-- Exercise prompt --
Among the entries below, find the lines holding "ValueError" and copy them.

-- Data provided --
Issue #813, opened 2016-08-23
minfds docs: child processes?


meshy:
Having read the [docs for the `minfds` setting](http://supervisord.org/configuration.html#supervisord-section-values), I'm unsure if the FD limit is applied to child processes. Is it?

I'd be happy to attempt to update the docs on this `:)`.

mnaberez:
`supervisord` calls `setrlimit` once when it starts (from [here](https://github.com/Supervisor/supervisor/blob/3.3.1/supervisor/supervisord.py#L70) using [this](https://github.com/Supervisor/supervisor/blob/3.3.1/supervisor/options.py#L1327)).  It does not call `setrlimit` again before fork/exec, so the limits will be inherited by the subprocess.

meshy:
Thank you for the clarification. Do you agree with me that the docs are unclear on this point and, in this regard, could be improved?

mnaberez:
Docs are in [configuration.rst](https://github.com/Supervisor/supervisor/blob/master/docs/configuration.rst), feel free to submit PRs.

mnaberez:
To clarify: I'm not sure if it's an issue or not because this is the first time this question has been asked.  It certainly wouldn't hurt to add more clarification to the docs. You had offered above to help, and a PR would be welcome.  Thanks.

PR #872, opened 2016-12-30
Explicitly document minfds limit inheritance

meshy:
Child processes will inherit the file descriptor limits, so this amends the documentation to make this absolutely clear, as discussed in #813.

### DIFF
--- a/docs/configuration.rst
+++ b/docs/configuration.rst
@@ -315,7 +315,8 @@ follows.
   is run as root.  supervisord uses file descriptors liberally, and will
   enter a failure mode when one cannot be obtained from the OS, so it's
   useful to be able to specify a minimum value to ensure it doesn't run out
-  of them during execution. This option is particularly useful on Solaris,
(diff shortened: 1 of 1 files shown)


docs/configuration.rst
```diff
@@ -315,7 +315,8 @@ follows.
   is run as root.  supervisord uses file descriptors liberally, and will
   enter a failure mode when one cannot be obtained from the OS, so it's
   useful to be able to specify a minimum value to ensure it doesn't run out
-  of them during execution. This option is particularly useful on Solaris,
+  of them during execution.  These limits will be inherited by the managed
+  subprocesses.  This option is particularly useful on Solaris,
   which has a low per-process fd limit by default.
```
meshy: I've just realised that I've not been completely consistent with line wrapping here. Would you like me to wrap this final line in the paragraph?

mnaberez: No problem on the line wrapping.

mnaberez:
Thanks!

...

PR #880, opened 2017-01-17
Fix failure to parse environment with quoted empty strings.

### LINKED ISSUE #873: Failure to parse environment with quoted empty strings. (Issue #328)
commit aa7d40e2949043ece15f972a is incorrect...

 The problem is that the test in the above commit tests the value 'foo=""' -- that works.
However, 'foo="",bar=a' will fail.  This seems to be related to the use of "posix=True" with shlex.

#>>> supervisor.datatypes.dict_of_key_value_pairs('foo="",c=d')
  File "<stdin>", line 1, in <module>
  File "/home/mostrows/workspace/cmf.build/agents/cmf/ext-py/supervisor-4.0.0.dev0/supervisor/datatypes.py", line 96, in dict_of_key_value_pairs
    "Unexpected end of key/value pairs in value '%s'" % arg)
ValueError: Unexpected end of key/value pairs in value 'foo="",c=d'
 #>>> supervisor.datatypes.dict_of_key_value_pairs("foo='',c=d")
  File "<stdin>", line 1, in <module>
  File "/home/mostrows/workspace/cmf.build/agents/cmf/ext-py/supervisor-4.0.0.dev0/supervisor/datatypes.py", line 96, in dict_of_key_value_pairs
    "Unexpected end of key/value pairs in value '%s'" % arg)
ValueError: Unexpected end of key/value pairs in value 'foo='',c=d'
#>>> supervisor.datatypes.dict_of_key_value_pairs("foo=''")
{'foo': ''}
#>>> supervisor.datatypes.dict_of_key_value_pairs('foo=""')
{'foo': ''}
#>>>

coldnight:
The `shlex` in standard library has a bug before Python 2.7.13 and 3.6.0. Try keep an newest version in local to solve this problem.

-- Answer below --
ValueError: Unexpected end of key/value pairs in value 'foo="",c=d'
ValueError: Unexpected end of key/value pairs in value 'foo='',c=d'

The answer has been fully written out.